Blog de Víctor José López /Periodista

sábado, 20 de marzo de 2010

LIBROS PARA LLORAR



ANGELES MASTRETTA

Hubo un tiempo, inexplicable ahora, en que se pensó que valía la pena enseñar una materia tan efímera como la taquimecanografía. Nuestra profesora se llamaba Guillermina Guerra, pero le decíamos la seño Mini. Era redondita, bondadosa, morena y sonriente. Con unos ojos vivos como de ardilla y una agilidad escasa, pero llena de gracia. Quizás ella supo siempre que estaba destinada a enseñar algo más importante que el punto y raya con el que se abreviaban palabras cuando no había computadoras. Tenía a su cargo quince alumnas interesadas en todo menos en ser mecanógrafas, así que optó por dictarnos novelas de amor como incentivo de sus lecciones. Al principio la escuchábamos leer para ir tecleando sus palabras, pero según se hacían intrincadas las aventuras de Anita de Montemar o el duque de Albaza, el ruido de las máquinas iba apagándose y el salón de clase se erguía en un suspenso irremediable y perfecto. La seño Mini dejaba de pasearse entre las bancas y tomaba asiento tras su escritorio empezando a leer despacio como una vestal. Entonces lloraba sin ruido, mientras iba leyendo. Nosotros la oíamos, desperezadas al fin, ir contar los desencuentros de gente destinada a encontrarse en el último párrafo, tras múltiples enredos y malentendidos, durante los cuales aprendimos lo que nunca aprendimos en ninguna otra materia: a llorar con los libros.

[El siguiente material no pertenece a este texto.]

PR #414, opened 2020-10-27
[Fix] shadowing warnings

SFrijters:
## Description

The Intel compiler complains about shadowing some variables. This PR fixes them in a way similar to 3e56817e9ab141068853130caab88a7263273b08 (adding underscores).


dmed256 (approved):
:fire:

PR #421, opened 2020-11-09
Make build system understand new hipconfig output

dmcdougall:
From ROCm 4.0, hipconfig --platform will output 'amd' instead of 'hcc'.
This change simply proactively mitigates a potential surprise where OCCA
thinks it couldn't find ROCm.


dmed256 (approved):
Thank you for the PR! :fire:

PR #424, opened 2020-11-26
[Lang] Add barriers only after last inner block in each kernel, skipping last inner block

### LINKED ISSUE #205: Add @barrier at the beginning of loops
When having `@inner` loops inside for-loops, we're missing a `@barrier` insertion at the beginning
```cpp
for (...) {
  for (...; @inner) {}
  for (...; @inner) {}
}
```
&darr;
```cpp
for (...) {
  @barrier() // <-- Missing!
  for (...; @inner) {}
  @barrier()
  for (...; @inner) {}
}
```

noelchalmers:
## Description

Fixes a bug where inner for loops were being replaced while checking if they were the outermost inner loop. Also adds one additional check for whether the inner block is the last in a kernel and skips adding a barrier if so.

Fixes #205

### DIFF
--- a/include/occa/lang/modes/withLauncher.hpp
+++ b/include/occa/lang/modes/withLauncher.hpp
@@ -44,6 +44,8 @@ namespace occa {
 
         bool isLastInnerLoop(forStatement &forSmnt);
 
+        bool isInsideLoop(forStatement &forSmnt);
+
         void setKernelLaunch(functionDeclStatement &kernelSmnt,
                              forStatement &forSmnt,
                              const int kernelIndex);
--- a/include/occa/lang/modes/withLauncher.hpp
+++ b/include/occa/lang/modes/withLauncher.hpp
@@ -42,6 +42,8 @@ namespace occa {
         bool isOuterMostOklLoop(forStatement &forSmnt,
                                 const std::string &attr);
 
+        bool isLastInnerLoop(forStatement &forSmnt);
+
         void setKernelLaunch(functionDeclStatement &kernelSmnt,
                              forStatement &forSmnt,
                              const int kernelIndex);
--- a/src/lang/modes/withLauncher.cpp
+++ b/src/lang/modes/withLauncher.cpp
@@ -446,20 +446,24 @@ namespace occa {
                 replaceOccaFor(outerSmnt);
               });
 
-        const bool applyBarriers = usesBarriers();
+        if (usesBarriers()) {
+          statementArray::from(kernelSmnt)
+              .flatFilterByAttribute("inner")
+              .filterByStatementType(statementType::for_)
+              .forEach([&](statement_t *smnt) {
+                  forStatement &innerSmnt = (forStatement&) *smnt;
+
+                  // TODO 1.1: Only apply barriers when needed in the last inner-loop
+                  if (isOuterMostInnerLoop(innerSmnt) )
+                    addBarriersAfterInnerLoop(innerSmnt);
+                });
+        }
 
         statementArray::from(kernelSmnt)
             .flatFilterByAttribute("inner")
             .filterByStatementType(statementType::for_)
             .forEach([&](statement_t *smnt) {
                 forStatement &innerSmnt = (forStatement&) *smnt;
-
-                // TODO 1.1: Only apply barriers when needed in the last inner-loop
-                if (applyBarriers &&
-                    isOuterMostInnerLoop(innerSmnt)) {
-                  addBarriersAfterInnerLoop(innerSmnt);
-                }
-
                 replaceOccaFor(innerSmnt);
               });
       }
--- a/src/lang/modes/withLauncher.cpp
+++ b/src/lang/modes/withLauncher.cpp
@@ -139,13 +139,11 @@ namespace occa {
 
       bool withLauncher::isOuterMostOklLoop(forStatement &forSmnt,
                                             const std::string &attr) {
-        statement_t *smnt = forSmnt.up;
-        while (smnt) {
-          if ((smnt->type() & statementType::for_)
-              && smnt->hasAttribute(attr)) {
+        for (auto &parentSmnt : forSmnt.getParentPath()) {
+          if (parentSmnt->type() & statementType::for_
+              && parentSmnt->hasAttribute(attr)) {
             return false;
           }
-          smnt = smnt->up;
         }
         return true;
       }
@@ -159,6 +157,15 @@ namespace occa {
           }
         }
         return true;
+      }
+
+      bool withLauncher::isInsideLoop(forStatement &forSmnt) {
+        for (auto &parentSmnt : forSmnt.getParentPath()) {
+          if (parentSmnt->type() & (statementType::for_ | statementType::while_)) {
+            return true;
+          }
+        }
+        return false;
       }
 
       void withLauncher::setKernelLaunch(functionDeclStatement &kernelSmnt,
@@ -465,7 +472,8 @@ namespace occa {
                   forStatement &innerSmnt = (forStatement&) *smnt;
 
                   //Only apply barriers when needed in the last inner-loop
-                  if (isOuterMostInnerLoop(innerSmnt) && !isLastInnerLoop(innerSmnt))
+                  if (isOuterMostInnerLoop(innerSmnt)
+                      && (!isLastInnerLoop(innerSmnt) || isInsideLoop(innerSmnt)))
                     addBarriersAfterInnerLoop(innerSmnt);
                 });
         }
--- a/src/lang/modes/withLauncher.cpp
+++ b/src/lang/modes/withLauncher.cpp
@@ -150,6 +150,17 @@ namespace occa {
         return true;
       }
 
+      bool withLauncher::isLastInnerLoop(forStatement &forSmnt) {
+        blockStatement &parent = *(forSmnt.up);
+        for(int smntIndex = forSmnt.childIndex()+1; smntIndex<parent.size(); smntIndex++) {
+          if ((parent[smntIndex]->type() & statementType::for_)
+              && parent[smntIndex]->hasAttribute("inner")) {
+            return false;
+          }
+        }
+        return true;
+      }
+
       void withLauncher::setKernelLaunch(functionDeclStatement &kernelSmnt,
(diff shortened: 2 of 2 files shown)


dmed256:
@noelchalmers I think we need to check if the statement is in a loop before removing the `@barrier`. Example:
```cpp
for (int n = 0; n < N; ++n) {
  for (int b = 0; b < B; ++b: @outer) {
    for (int i = 0; b < I; ++i: @inner) {
      // Inner 1
    }
    for (int i = 0; b < I; ++i: @inner) {
      // Inner 2
    }
  }
}
```
->
```cpp
for (int n = 0; n < N; ++n) {
  [A]
  // Inner 1
  @barrier
  // Inner 2
  [B]
}
```
in which we want a `@barrier` either in `[A]` or `[B]`. In the current code, it should be setting a second `@barrier` at `[B]`.

I like your change If we also add a check whether any parent statement is a non-okl loop. Thanks for making this PR!

noelchalmers:
Good catch! There should indeed be a barrier if there is an enclosing loop anywhere. I'll take a look at adding that check.

noelchalmers:
Thinking about this some more... The incorrect removal of the barrier is only a problem when removing the last barrier, right? All other times there should be a barrier following an inner block. 

So it seems like the last barrier can be removed, _unless_ it is enclosed in a non-okl loop before the outer loops. In your example, that barrier is actually safe to remove, as the outer loop is transformed into a kernel call. Whereas:
```c++
for (int b = 0; b < B; ++b: @outer) {
    for (int i = 0; b < I; ++i: @inner) {
      // Inner 1
    }
    ->barrier
    for (int n = 0; n < N; ++n) {
       for (int i = 0; b < I; ++i: @inner) {
         // Inner 2
       }
       ->barrier
    }
}
```
it is not safe to remove the last barrier after the second inner block. Unless I'm missing something (is it legal to have non-okl loops between outer(1) and outer(0) loops?), it should be sufficient to check if the last inner block is enclosed in a non-okl loop before it is enclosed in an outer loop. Do I have this right?

dmed256:
> In your example, that barrier is actually safe to remove, as the outer loop is transformed into a kernel call

Oops good catch, this is what generates the loop inside the kernel:
```
for (int b = 0; b < B; ++b: @outer) {
  for (int n = 0; n < N; ++n) {
    for (int i = 0; b < I; ++i: @inner) {
      // Inner 1
    }
    -> @barrier
    for (int i = 0; b < I; ++i: @inner) {
      // Inner 2
    }
    -> @barrier
  }
}
```

>  It should be sufficient to check if the last inner block is enclosed in a non-okl loop before it is enclosed in an outer loop. Do I have this right?

Super nested example:
```cpp
for (@outer) {
  for {
    -> @barrier         <-- first @Inner loop but needs an @barrier
                            because of the for-loop
    for(@inner) {}
    for {
      -> @barrier       <- Not first
      for(@inner) {}
      -> @barrier       <- Not first
      for(@inner) {}
    }
    for {
      -> @barrier       <- Not first
      for(@inner) {}
      for {
        -> @barrier     <- Not first
        for(@inner) {}
        -> @barrier     <- Not first
        for(@inner) {}
      }
      -> @barrier       <- Not first
      for(@inner) {}
    }
  }
}
```

A bit counter-intuitive but It might be easier if we insert the barriers before a given `@inner` loop instead of afterwards. If we group all the `@inner` loops by `@outer` loop, it looks like this should be the check we make:
```
if (isNotFirst || insideNonOklLoop) {
  up->insertBefore(innerLoop, barrier);
}
```
What do you think?

noelchalmers:
Adding barriers before the `@inner` loops seems equally easy as adding them after. After all, the analogous check would just be 
```
if (isNotLast || insideNonOklLoop) {
  up->insertAfter(innerLoop, barrier);
}
```
The super nested example then becomes:
```c++
for (@outer) {
  for {
    for(@inner) {}
    -> @barrier         <- Not last
    for {
      for(@inner) {}
      -> @barrier       <- Not last
      for(@inner) {}
      -> @barrier       <- Not last
    }
    for {
      for(@inner) {}
      -> @barrier       <- Not last
      for {
        for(@inner) {}
        -> @barrier     <- Not last
        for(@inner) {}
        -> @barrier     <- Not last
      }
      for(@inner) {}
      -> @barrier       <-- last @Inner loop but needs an @barrier
                                     because of the for-loop
    }
  }
}
```
I'm not sure if there's a major difference between having a slightly unnecessary `@barrier` at the beginning of a for-loop iteration at the start of a kernel, or one after the last for-loop iteration at the end. So it's not clear if we should favor adding `@barrier`s before or after inner blocks. 

The only thing that gives me pause is such an example:
```c++
for (@outer(1)) {
  for { //legal?
    for(@outer(0)) {
      for(@inner) {}
      -> @barrier       <- Not last
      for(@inner) {}
      -> @barrier       <- last @Inner loop, but @barrier because
                                    for-loop between @outer(0) and @outer(1)?
    }
  }
}
```
This is admittedly a weird kernel. I haven't tried something like this before.

dmed256:
> Adding barriers before the @inner loops seems equally easy as adding them after. After all, the analogous check would just be
> 
> ```
> if (isNotLast || insideNonOklLoop) {
>   up->insertAfter(innerLoop, barrier);
> }
> ```

Ah true, that seems good to me! :fire: 

> ```
> for (@outer(1)) {
>   for { //legal?
>     for(@outer(0)) {
> ```

It's legal as long as the okl-loops don't depend on the iterators. It's nice if we're iterating by `x`, `y`, and `z` but we want to dynamically change the attributes at run-time/okl-compile-time to set `@outer` on some of the 3 loops.

noelchalmers:
Ok, in that case since the kernel boundary will be at the outermost `@outer` loop, the check becomes a slightly-more-convoluted
```
if (isNotLast || insideNonOklLoopBeforeOutermostOkl) {
  up->insertAfter(innerLoop, barrier);
}
```
I'll look at how I can implement such a thing.

dmed256:
I don't think we need to check where the non-okl loop is as long as it's outside of the inner-most `@inner`-loop :thinking:

noelchalmers:
But is your first example not a case where we shouldn't add the `@barrier`? Namely, if the loop appears after the kernel boundary? E.g.
```c++
for {   
  for(@outer) {
    for(@inner) {}
    -> @barrier       <- Not last
    for(@inner) {}
                      <- last @Inner loop, but no @barrier because
                          for-loop is outside kernel boundary 
  }
}
```
Or are you saying that we do not have to check where the loop is because at the point we are adding `@barriers`, the kernels are already split, and we won't find that outermost for-loop?

noelchalmers:
That last commit should implement the check we discussed.

dmed256:
I tried it out with these 4 cases and it looks like it's adding an extra `@barrier` to the first case

<details>
  <summary>barrierTest.okl</summary>

  ```cpp
  @kernel void barrierTestKernel() {
    for (int i = 0; i < 10; ++i; @outer) {
      @shared int sharedPtr[2];
  
      for (int j = 0; j < 10; ++j; @inner) {
        sharedPtr[0] = 1;
      }
      // ^ @barrier?
      for (int j = 0; j < 10; ++j; @inner) {
        sharedPtr[0] = 1;
      }
    }
  
    for (int i = 0; i < 10; ++i; @outer) {
      @shared int sharedPtr[2];
  
      while (true) {
        for (int j = 0; j < 10; ++j; @inner) {
          sharedPtr[0] = 1;
        }
        // ^ @barrier?
        for (int j = 0; j < 10; ++j; @inner) {
          sharedPtr[0] = 1;
        }
        // ^ @barrier?
      }
    }
  
    for (int i = 0; i < 10; ++i; @outer) {
      @shared int sharedPtr[2];
  
      while (true) {
        for (int j = 0; j < 10; ++j; @inner) {
        }
        for (int j = 0; j < 10; ++j; @inner) {
          sharedPtr[0] = 1;
        }
        // ^ @barrier?
      }
    }
  
    for (int i = 0; i < 10; ++i; @outer) {
      @shared int sharedPtr[2];
  
      while (true) {
        for (int j = 0; j < 10; ++j; @inner) {
          sharedPtr[0] = 1;
        }
        // ^ @barrier?
        for (int j = 0; j < 10; ++j; @inner) {
        }
      }
    }
  }
  ```
  
</details>
  
<details>
  <summary>output.cu</summary>
  
  ```cpp
  extern "C" __global__ void _occa_barrierTestKernel_0() {
    {
      int i = 0 + blockIdx.x;
      __shared__ int sharedPtr[2];
      {
        int j = 0 + threadIdx.x;
        sharedPtr[0] = 1;
      }
       __syncthreads();
      // ^ @barrier?
      {
        int j = 0 + threadIdx.x;
        sharedPtr[0] = 1;
      }
       __syncthreads();
    }
  }
  
  extern "C" __global__ void _occa_barrierTestKernel_1() {
    {
      int i = 0 + blockIdx.x;
      __shared__ int sharedPtr[2];
      while (true) {
        {
          int j = 0 + threadIdx.x;
          sharedPtr[0] = 1;
        }
         __syncthreads();
        // ^ @barrier?
        {
          int j = 0 + threadIdx.x;
          sharedPtr[0] = 1;
        }
         __syncthreads();
        // ^ @barrier?
      }
    }
  }
  
  extern "C" __global__ void _occa_barrierTestKernel_2() {
    {
      int i = 0 + blockIdx.x;
      __shared__ int sharedPtr[2];
      while (true) {
        {
          int j = 0 + threadIdx.x;
        }
        {
          int j = 0 + threadIdx.x;
          sharedPtr[0] = 1;
        }
         __syncthreads();
        // ^ @barrier?
      }
    }
  }
  
  extern "C" __global__ void _occa_barrierTestKernel_3() {
    {
      int i = 0 + blockIdx.x;
      __shared__ int sharedPtr[2];
      while (true) {
        {
          int j = 0 + threadIdx.x;
          sharedPtr[0] = 1;
        }
         __syncthreads();
        // ^ @barrier?
        {
          int j = 0 + threadIdx.x;
        }
      }
    }
  }
  ```
  
</details>

dmed256:
Chatted offline and this PR looks like it has the intended changes. Something must have been messed up with my 2 OCCA clones :sweat_smile:

Thanks for making the changes!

Cuando terminaba la lección y la pequeña sacerdotisa cerraba la novela para meterla en su bolsón lleno de libretas y manuales, yo no quería otra cosa que robársela para encerrarme a devorarla hasta saber el final. Sin embargo nunca me atreví a pedírsela, quizás porque sabía que ella la necesitaba para iniciar a otras adolescentes en el rito primero de llorar por los amores alrevesados. acompañándose con novelas y poesía.

Punto: Se me había olvidado la seño Mini y ahora la recordé al transcribirles, como dictada por ella, la historia de sus enseñanzas. Ahora la recordé y cómo querría mirarla para darle las gracias. Pobre, solterona, sin duda viento vivo de un amor imposible, la seño Mini se quedó en mi memoria para que ahora, incluso ustedes que andan lejos y cerca, acompañen su recuerdo yendo tras los placeres de un buen libro triste.

Punto y aparte: confieso que hubo que hacer un viaje entre los libros de Pérez y Pérez y los de Borges, pero fue un viaje ligero de equipaje. Y feliz.

Punto final: “Las caricias soñadas son las mejores”.